Using the records below, write out again exactly the lines that begin at the line containing "No Problem, Thanks" and end at the line containing "Doesn't work in", and no other lines.

##### Supplied data

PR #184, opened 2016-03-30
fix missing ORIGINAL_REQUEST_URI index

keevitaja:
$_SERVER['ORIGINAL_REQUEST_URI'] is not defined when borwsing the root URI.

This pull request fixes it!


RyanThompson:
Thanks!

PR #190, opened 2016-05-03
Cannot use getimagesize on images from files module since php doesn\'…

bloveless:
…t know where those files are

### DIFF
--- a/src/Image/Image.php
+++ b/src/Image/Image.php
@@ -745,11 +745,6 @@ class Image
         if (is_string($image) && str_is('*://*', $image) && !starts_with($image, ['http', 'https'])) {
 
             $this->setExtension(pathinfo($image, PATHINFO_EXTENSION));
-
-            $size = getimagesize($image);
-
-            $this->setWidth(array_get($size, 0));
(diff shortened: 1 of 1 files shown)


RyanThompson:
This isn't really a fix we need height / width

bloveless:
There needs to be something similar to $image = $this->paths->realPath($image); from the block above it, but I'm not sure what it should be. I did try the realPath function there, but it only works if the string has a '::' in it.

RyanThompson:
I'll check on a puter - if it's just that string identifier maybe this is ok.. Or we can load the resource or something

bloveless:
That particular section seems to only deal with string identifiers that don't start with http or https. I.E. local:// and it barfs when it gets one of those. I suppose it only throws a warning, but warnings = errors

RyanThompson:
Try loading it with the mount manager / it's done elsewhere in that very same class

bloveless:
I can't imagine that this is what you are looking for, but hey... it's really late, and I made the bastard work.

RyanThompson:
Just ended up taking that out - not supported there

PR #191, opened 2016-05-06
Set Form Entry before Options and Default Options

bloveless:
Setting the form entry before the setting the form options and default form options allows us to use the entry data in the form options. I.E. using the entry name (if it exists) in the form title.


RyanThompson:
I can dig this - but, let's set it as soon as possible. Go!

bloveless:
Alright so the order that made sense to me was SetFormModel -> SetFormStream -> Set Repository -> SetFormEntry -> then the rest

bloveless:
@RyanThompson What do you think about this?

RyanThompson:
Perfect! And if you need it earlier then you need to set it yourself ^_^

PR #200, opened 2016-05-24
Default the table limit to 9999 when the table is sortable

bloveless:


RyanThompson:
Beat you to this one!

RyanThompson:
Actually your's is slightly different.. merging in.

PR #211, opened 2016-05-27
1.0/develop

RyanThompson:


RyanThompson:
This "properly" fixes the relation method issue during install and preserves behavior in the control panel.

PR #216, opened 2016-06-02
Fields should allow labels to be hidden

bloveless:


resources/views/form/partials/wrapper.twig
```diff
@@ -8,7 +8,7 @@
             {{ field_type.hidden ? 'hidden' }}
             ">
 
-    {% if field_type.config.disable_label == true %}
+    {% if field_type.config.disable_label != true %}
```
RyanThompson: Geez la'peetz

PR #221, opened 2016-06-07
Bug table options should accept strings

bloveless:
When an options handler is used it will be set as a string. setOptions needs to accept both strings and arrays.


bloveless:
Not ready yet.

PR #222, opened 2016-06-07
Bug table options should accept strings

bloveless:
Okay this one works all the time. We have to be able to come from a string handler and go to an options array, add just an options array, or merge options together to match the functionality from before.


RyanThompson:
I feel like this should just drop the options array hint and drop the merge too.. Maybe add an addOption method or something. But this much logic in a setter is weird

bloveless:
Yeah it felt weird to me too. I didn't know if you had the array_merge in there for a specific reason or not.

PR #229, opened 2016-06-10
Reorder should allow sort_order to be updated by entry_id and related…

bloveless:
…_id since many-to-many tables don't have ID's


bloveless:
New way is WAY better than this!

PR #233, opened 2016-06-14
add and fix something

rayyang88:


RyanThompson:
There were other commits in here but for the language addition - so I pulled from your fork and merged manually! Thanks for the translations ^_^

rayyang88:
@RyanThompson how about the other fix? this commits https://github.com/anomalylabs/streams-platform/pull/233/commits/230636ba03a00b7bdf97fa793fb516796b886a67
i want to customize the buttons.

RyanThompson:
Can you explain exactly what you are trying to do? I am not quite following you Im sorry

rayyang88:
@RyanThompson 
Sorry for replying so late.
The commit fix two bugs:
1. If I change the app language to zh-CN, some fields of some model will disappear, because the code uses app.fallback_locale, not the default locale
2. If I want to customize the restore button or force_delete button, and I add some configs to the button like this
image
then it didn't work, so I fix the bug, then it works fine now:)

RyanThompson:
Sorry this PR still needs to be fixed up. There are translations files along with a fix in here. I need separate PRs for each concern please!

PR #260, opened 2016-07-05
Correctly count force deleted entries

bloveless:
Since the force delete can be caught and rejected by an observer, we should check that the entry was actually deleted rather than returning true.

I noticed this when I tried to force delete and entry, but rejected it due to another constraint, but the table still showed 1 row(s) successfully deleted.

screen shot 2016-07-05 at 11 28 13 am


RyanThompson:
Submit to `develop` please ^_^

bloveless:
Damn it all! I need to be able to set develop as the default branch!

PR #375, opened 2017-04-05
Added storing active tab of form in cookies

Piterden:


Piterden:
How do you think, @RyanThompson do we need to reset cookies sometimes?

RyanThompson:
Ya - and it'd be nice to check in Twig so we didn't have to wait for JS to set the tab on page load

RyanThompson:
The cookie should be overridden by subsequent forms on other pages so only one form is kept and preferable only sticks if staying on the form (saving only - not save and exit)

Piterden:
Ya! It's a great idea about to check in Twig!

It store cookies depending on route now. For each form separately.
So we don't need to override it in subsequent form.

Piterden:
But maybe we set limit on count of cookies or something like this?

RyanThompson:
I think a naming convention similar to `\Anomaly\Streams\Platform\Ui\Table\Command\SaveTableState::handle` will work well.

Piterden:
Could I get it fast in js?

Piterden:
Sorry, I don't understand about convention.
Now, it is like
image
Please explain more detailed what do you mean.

##########
##### Supplied data

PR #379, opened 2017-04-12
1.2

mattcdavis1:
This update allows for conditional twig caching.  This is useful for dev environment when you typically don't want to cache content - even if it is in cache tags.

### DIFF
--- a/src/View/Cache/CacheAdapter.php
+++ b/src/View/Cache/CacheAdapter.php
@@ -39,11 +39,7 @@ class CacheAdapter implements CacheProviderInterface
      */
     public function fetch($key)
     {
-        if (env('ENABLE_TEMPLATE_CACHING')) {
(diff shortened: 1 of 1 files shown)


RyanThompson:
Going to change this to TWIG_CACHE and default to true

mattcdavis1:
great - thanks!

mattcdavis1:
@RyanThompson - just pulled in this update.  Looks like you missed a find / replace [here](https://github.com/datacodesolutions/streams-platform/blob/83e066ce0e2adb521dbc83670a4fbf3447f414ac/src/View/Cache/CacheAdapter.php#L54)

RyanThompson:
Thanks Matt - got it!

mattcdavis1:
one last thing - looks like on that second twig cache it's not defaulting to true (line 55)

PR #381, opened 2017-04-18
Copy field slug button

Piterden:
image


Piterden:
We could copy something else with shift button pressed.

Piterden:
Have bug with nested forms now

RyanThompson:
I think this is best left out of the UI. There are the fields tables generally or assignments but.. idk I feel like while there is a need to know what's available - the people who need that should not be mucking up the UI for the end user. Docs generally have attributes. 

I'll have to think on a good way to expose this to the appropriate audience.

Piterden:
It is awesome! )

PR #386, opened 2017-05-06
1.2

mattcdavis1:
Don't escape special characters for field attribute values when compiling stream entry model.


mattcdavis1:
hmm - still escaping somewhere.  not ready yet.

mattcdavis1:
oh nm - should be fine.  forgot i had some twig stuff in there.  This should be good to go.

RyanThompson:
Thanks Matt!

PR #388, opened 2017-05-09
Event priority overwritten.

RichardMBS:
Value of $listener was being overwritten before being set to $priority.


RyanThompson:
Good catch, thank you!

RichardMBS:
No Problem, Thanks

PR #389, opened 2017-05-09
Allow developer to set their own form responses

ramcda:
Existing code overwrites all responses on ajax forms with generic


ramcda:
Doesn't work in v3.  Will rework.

##########

Answer section ->
No Problem, Thanks

PR #389, opened 2017-05-09
Allow developer to set their own form responses

ramcda:
Existing code overwrites all responses on ajax forms with generic


ramcda:
Doesn't work in v3.  Will rework.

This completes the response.